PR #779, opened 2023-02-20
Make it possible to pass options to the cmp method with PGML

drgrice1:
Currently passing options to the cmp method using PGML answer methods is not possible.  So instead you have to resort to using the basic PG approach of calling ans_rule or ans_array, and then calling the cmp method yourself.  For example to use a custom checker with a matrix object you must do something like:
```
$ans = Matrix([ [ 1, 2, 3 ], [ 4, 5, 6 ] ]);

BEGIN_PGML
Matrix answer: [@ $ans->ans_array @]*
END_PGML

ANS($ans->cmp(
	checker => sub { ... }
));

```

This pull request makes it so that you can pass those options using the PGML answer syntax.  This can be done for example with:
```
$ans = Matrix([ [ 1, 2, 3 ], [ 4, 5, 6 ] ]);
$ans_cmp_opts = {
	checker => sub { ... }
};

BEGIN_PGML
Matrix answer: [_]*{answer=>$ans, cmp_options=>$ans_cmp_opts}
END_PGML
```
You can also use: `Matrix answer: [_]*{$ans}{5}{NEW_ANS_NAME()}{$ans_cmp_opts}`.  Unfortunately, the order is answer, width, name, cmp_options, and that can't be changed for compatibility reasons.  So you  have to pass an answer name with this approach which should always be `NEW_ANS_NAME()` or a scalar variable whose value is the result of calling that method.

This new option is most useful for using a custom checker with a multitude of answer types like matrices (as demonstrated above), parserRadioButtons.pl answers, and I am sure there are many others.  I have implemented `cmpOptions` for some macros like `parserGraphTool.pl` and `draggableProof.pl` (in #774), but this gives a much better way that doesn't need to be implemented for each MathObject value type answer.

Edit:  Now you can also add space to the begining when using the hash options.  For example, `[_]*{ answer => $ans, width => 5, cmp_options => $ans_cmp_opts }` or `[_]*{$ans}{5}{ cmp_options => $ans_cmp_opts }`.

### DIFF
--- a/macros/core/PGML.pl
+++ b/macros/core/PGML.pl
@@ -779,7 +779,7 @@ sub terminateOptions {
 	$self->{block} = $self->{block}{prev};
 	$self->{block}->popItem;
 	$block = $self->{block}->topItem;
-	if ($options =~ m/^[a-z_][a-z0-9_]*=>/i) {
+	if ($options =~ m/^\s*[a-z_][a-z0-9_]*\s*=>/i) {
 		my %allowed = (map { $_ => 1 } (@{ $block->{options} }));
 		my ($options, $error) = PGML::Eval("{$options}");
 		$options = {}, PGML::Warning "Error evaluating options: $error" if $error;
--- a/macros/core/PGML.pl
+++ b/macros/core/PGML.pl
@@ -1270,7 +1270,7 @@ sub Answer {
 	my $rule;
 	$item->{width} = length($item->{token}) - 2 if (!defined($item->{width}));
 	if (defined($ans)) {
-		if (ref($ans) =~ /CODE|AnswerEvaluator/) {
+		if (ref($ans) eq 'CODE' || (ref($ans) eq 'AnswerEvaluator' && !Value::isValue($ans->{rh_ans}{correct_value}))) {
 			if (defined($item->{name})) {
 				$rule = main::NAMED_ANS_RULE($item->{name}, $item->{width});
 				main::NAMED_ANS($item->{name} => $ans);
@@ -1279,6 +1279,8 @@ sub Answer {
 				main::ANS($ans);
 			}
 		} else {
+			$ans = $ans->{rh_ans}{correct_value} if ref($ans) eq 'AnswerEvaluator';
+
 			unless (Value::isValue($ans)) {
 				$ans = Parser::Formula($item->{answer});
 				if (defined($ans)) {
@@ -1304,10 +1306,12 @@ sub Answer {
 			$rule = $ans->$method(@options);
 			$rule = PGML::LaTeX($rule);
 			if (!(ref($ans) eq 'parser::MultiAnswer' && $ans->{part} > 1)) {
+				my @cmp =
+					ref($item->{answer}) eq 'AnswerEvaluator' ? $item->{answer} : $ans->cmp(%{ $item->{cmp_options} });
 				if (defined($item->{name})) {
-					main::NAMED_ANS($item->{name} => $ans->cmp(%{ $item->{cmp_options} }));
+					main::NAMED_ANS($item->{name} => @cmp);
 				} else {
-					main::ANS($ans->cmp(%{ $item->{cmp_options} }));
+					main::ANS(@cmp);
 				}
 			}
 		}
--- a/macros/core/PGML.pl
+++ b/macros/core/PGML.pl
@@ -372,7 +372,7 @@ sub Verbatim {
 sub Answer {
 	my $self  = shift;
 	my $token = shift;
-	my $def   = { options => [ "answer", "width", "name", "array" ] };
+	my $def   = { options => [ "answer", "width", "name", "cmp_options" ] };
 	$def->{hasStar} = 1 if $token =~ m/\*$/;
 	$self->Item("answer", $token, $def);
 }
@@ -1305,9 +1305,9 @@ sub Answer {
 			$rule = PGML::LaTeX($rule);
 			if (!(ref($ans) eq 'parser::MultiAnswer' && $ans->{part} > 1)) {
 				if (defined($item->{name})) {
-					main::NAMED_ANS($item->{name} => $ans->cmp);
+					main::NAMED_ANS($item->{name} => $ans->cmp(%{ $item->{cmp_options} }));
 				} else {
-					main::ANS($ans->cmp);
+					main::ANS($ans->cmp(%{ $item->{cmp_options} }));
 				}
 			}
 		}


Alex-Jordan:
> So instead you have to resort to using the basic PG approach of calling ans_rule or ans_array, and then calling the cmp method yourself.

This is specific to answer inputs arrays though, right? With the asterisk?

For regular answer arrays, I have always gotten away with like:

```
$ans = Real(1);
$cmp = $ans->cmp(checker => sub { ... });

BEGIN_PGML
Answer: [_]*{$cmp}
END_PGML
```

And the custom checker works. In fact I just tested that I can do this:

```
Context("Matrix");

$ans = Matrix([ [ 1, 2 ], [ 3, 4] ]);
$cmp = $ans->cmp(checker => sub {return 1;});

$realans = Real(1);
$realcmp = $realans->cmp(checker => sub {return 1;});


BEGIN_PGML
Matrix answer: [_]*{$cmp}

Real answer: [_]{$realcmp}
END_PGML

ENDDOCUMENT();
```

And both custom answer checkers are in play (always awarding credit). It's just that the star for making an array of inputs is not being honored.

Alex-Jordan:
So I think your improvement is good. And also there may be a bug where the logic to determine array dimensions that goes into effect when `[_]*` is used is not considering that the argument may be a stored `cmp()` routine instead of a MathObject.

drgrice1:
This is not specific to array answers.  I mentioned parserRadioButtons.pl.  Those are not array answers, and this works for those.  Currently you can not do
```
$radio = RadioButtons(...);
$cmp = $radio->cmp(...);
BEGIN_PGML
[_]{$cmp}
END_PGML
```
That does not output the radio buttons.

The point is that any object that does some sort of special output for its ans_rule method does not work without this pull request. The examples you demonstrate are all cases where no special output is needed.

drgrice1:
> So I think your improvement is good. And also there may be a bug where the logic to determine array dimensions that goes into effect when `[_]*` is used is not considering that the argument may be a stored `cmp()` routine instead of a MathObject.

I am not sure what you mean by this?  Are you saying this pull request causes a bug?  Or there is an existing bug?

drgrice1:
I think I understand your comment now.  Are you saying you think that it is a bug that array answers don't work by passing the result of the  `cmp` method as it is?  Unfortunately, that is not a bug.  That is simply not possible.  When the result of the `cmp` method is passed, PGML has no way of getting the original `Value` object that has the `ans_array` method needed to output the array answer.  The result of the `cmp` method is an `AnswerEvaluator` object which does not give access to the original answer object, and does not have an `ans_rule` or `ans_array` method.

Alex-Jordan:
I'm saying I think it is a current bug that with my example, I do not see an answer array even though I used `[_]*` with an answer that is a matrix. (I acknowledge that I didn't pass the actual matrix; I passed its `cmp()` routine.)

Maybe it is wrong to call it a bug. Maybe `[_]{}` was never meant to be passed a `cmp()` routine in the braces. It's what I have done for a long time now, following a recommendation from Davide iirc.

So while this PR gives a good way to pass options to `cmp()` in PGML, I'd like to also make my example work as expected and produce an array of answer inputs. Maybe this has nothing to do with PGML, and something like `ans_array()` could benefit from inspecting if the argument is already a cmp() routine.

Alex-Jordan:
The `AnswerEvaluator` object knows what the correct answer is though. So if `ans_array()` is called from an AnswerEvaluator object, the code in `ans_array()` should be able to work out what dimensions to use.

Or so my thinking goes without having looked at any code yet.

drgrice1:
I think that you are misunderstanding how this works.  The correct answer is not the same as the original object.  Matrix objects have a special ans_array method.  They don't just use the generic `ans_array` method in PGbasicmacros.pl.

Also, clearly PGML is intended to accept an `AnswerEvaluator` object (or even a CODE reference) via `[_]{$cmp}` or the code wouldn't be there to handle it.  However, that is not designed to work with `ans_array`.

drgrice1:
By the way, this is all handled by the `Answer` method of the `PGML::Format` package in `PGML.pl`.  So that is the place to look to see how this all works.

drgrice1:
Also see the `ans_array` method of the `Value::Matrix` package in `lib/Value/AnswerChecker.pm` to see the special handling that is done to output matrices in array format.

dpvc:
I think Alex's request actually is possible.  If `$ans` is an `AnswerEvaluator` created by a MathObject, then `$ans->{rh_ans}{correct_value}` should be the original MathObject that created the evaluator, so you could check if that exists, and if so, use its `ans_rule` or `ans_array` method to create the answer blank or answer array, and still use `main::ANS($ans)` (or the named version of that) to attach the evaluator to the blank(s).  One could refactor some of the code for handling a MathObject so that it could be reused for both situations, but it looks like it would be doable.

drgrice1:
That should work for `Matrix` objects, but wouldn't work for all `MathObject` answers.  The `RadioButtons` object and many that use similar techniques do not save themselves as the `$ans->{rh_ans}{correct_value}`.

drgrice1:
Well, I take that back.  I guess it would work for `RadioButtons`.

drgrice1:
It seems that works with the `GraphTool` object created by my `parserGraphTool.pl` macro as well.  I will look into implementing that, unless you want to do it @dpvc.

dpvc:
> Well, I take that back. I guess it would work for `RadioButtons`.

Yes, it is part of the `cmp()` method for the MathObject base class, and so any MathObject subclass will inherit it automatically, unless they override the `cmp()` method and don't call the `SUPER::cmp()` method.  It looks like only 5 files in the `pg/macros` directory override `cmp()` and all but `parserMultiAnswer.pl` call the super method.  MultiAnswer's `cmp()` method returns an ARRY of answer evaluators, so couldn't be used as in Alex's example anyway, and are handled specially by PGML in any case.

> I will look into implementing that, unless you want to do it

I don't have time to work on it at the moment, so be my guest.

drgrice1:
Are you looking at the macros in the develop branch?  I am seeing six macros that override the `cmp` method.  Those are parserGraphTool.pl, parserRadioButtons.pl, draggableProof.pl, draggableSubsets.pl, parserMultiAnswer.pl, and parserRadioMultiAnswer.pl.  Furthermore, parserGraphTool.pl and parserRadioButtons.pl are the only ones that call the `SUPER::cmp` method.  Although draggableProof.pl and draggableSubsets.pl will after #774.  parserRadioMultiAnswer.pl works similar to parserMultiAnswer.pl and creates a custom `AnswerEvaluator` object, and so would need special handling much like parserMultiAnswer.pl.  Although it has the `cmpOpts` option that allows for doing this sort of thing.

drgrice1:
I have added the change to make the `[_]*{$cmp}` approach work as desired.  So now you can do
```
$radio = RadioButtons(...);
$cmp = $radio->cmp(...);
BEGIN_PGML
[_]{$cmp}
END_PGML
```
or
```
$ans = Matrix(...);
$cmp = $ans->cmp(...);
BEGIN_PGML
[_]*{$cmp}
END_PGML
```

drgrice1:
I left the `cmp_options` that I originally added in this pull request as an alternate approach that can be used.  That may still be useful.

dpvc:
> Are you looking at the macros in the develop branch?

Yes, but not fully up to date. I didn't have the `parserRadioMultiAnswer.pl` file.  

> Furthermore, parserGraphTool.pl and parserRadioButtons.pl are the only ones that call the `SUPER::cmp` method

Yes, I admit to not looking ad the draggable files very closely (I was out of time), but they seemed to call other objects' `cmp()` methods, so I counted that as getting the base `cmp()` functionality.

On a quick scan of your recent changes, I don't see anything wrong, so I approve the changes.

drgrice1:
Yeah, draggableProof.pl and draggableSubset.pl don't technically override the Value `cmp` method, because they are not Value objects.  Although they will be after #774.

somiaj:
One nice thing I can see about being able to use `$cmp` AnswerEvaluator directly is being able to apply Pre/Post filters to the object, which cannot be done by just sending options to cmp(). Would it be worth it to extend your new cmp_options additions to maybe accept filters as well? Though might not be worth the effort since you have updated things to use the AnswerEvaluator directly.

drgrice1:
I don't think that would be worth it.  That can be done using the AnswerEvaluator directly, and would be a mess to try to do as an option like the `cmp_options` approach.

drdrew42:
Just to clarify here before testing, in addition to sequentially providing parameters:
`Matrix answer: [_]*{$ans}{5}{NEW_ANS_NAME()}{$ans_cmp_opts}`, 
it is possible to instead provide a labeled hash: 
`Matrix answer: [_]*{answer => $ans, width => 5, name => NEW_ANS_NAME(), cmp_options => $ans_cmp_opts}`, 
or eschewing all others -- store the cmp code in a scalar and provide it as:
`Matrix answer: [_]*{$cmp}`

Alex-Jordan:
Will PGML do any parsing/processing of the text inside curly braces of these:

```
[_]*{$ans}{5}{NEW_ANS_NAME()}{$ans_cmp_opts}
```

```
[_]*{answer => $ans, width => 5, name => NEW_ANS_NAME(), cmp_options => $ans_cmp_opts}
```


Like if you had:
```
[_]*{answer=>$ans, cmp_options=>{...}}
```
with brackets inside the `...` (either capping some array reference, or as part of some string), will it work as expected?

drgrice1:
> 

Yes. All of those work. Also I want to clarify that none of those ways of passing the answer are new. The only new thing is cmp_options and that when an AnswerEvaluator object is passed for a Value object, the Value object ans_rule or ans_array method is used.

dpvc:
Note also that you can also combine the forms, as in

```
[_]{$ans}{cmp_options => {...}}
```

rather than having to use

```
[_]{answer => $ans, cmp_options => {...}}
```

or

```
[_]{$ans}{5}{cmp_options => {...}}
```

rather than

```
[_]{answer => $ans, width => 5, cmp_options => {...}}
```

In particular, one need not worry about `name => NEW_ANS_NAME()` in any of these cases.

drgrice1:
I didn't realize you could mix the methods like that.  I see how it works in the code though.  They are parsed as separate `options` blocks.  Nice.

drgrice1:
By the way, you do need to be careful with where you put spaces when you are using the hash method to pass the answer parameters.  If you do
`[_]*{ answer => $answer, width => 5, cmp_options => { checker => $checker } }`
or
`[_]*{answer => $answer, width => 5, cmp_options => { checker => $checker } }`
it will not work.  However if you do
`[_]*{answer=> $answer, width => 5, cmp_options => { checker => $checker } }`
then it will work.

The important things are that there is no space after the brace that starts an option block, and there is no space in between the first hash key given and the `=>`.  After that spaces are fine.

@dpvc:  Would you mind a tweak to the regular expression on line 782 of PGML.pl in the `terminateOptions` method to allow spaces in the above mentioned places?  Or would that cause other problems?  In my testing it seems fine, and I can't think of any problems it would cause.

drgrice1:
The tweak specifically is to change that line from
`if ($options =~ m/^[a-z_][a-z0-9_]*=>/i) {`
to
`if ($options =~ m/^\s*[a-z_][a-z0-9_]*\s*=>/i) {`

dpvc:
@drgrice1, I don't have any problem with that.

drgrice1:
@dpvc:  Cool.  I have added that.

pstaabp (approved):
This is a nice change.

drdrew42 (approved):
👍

________________

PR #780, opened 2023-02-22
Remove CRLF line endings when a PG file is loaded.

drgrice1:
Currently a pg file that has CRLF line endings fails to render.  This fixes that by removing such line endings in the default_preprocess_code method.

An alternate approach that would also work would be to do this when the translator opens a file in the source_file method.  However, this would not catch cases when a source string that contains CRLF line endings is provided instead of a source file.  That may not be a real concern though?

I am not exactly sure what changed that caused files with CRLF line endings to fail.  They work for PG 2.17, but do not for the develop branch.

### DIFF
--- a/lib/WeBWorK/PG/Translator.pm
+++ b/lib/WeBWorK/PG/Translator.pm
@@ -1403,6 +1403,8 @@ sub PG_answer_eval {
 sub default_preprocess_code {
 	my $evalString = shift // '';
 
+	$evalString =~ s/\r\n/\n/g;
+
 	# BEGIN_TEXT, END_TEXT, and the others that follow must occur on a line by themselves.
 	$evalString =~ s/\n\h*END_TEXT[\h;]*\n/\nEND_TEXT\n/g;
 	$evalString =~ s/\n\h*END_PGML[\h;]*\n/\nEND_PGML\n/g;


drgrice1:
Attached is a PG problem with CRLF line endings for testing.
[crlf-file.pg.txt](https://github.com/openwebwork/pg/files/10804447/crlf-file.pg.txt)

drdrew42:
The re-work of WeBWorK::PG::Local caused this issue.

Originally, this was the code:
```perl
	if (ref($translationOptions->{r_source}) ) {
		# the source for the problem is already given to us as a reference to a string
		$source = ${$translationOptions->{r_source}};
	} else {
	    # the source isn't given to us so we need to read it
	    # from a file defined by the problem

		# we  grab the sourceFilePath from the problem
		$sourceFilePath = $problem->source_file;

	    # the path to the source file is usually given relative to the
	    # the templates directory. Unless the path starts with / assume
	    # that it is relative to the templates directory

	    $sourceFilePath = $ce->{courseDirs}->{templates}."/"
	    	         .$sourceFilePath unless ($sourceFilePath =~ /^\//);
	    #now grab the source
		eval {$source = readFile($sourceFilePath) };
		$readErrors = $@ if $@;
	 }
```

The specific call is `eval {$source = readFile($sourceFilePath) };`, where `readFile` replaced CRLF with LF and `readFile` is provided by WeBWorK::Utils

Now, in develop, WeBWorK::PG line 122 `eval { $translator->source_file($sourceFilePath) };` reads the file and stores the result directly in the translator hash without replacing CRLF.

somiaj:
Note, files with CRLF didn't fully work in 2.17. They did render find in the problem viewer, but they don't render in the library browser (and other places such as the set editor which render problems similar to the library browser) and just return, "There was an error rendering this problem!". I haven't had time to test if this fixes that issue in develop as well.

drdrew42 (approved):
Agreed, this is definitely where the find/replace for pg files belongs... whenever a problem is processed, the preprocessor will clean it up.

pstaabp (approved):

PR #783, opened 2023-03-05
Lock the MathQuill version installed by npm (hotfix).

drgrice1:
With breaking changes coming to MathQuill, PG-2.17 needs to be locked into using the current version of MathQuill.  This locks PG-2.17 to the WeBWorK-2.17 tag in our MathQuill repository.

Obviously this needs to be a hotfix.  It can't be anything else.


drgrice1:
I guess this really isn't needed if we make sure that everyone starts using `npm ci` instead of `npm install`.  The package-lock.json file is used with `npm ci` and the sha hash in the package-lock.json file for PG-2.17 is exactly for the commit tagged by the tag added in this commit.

________________

Search the listing above for "reference" and copy every line that holds it.

▸ **ANSWER SECTION**:
Also, clearly PGML is intended to accept an `AnswerEvaluator` object (or even a CODE reference) via `[_]{$cmp}` or the code wouldn't be there to handle it.  However, that is not designed to work with `ans_array`.
with brackets inside the `...` (either capping some array reference, or as part of some string), will it work as expected?
		# the source for the problem is already given to us as a reference to a string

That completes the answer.